The bedrock of our freedom of speech has always been found in the wit and wisdom of authors, journalists and entertainers. Stephen Colbert is part of a long tradition of using humor to comment on society. Oscar Wilde, Mark Twain, and George Carlin came before him and even in times past were not always given a wide berth to say whatever came to their minds. Nonetheless I had truly hoped that we had progressed enough that someone like Stephen Colbert would not be silenced out of fear of a president like Trump. Sadly, Donald Trump has shown over and over again how thin his skin is. He can’t take a joke or accept any kind of criticism. He hates Barack Obama because of a joke at a roast that made fun of him. He threatens over and over again to shut down people when they speak what is on their minds. He tells Republicans that he will come after them if they do not bow to his demands. He is an authoritarian whose playbook is filled with vengeance. 

I am incredibly disappointed with journalism and media today. Trump’s hold over what is said or published is unhealthy for our freedoms and our democracy. Whether he likes it or not we have the right to disagree openly with him. I would expect newspapers, media giants and individuals to stand up to him like Stephen Colbert has done. The temerity of our press and Republicans is frightening because if we do not all stand up for our rights, our nation is doomed. We cannot let this continue without protest and we should all know that. CBS can make whatever excuse they wish for ridding themselves of Stephen Colbert but we are not stupid. We understand what has really happened.

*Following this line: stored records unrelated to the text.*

PR #388, opened 2024-04-09
Added a helper script for bumping the executable spec repo

Soupstraw:
# Description

This PR adds a script that builds the executable script Haskell library and copies all the files to the `cardano-ledger-executable-spec` repo. This will partially automate the bumping the executable spec for conformance testing.

# Checklist

- [ ] Self-reviewed the diff

### DIFF
--- a/scripts/bump-executable-spec.sh
+++ b/scripts/bump-executable-spec.sh
@@ -1,0 +1,50 @@
+#!/usr/bin/env bash
+set -e
+
+EXEC_SPEC_REPO_DIR=$1
+if [ ! $EXEC_SPEC_REPO_DIR ]; then
+  echo "No repository path provided."
+  echo "Usage: ./bump-executable-spec.sh EXEC_SPEC_REPO_DIR [LEDGER_REPO_DIR]"
+  exit 1
+fi
+
+AGDA_COMMIT=$(git rev-parse HEAD)
+echo "Building executable spec.."
+nix-build -A ledger.hsSrc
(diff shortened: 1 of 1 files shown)


WhatisRT:
Ah, I've already done this, see the `haskell-package` branch/bottom of `.github/workflows/build.yml`. But maybe your script is prettier than what I've done.

scripts/bump-executable-spec.sh
```diff
@@ -0,0 +1,36 @@
...
+
+echo "Entering executable spec repo.."
+chmod 755 -R $EXEC_SPEC_REPO_DIR
+pushd $EXEC_SPEC_REPO_DIR
+
+echo "Removing old files.."
+FILES_TO_RM=$(git ls-tree -r main --name-only | grep -vE "flake.lock|flake.nix|CHANGELOG.md|.gitignore")
+for f in $FILES_TO_RM; do
+  rm -rf $f
+done
```
WhatisRT, line 24: Is the purpose of this to not have anything but the Haskell code on the branch? Running `rm -rf` with a variable argument always makes me nervous.

I think the better way might be to have an empty branch from the beginning, then check that out and only add the new files.

Soupstraw: It's the opposite actually, the grep command is inverted.

WhatisRT:
Ok, then we'll have some duplicate scripts for now, but maybe it's fine.

WhatisRT (approved):

PR #390, opened 2024-04-11
Add `genError` macro that automatically generates error messages

WhatisRT:
# Description

This can be used to ensure the error messages generated by `Computational` instances are always correct. However, these messages are rather ugly.

# Checklist

- [x] Self-reviewed the diff


Soupstraw (approved):
I don't macros well enough to give feedback about `GenError.agda`, but LGTM otherwise

PR #393, opened 2024-04-15
Require reference inputs to be disjoint from regular inputs

### LINKED ISSUE #354: Disallow shared inputs between regular & reference
It would be nice if it didn't matter how to compute things in case of duplication between the two. The sane way is to prevent that duplication, which makes sense as a check in UTXO.

Since we don't have reference inputs yet in the spec, we can't work on this.

WhatisRT:
# Description

Closes #354. This will also allow reference inputs in conformance tests.

# Checklist

- [x] Self-reviewed the diff


Soupstraw (approved):
LGTM

PR #401, opened 2024-04-25
Remove PPUP imports from Conway

### LINKED ISSUE #117: Retire PPUp
Since we're currently working on the most recent spec which shouldn't include PPUp anymore we shouldn't depend on it anymore. However, we should keep it around since we may eventually want to model older eras. Maybe we can put it in a folder like `src/Outdated` for now.

WhatisRT:
# Description

Closes #117.

# Checklist

- [x] Self-reviewed the diff


williamdemeo (approved):
looks good

PR #402, opened 2024-04-26
Replace `allEnactable` with `hasParent` in `GOV`

WhatisRT:
# Description

This reduces runtime from O(n!) to O(n). We should then prove that `allEnactable` is an invariant of `GOV`.

# Checklist

- [x] Self-reviewed the diff


Soupstraw (approved):
LGTM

We’d better voice our disapproval now or regret our loss of freedoms in the future. This is how nations lose their moral compass and fall into an abyss of evil. History has shown us this time and again. Will we do what we can to make sure that it does not happen here or will we cower in fear while the country that we pass on to our children becomes forever changed.? Stephen Colbert showed us what to do. We cannot look away now.